**PROMPT**
Provide the number of lines in the material containing the word "initscripts", with nothing added.
◆ ◆ ◆ ◆ ◆ ◆ ◆
PR #161, opened 2017-04-20
change uid/gid from nginx to www-data(82)

Amakata:
82 is the standard uid/gid for "www-data" in Alpine
http://git.alpinelinux.org/cgit/aports/tree/main/apache2/apache2.pre-install?h=v3.3.2
http://git.alpinelinux.org/cgit/aports/tree/main/lighttpd/lighttpd.pre-install?h=v3.3.2
http://git.alpinelinux.org/cgit/aports/tree/main/nginx-initscripts/nginx-initscripts.pre-install?h=v3.3.2


thresheek:
https://git.alpinelinux.org/cgit/aports/tree/main/nginx uses nginx as user/group and init scripts you linked (nginx-initscripts) also create nginx user and group.  Why change that?

thresheek:
Feedback timeout.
◆ ◆ ◆ ◆ ◆ ◆ ◆
**TASK SOLUTION**
2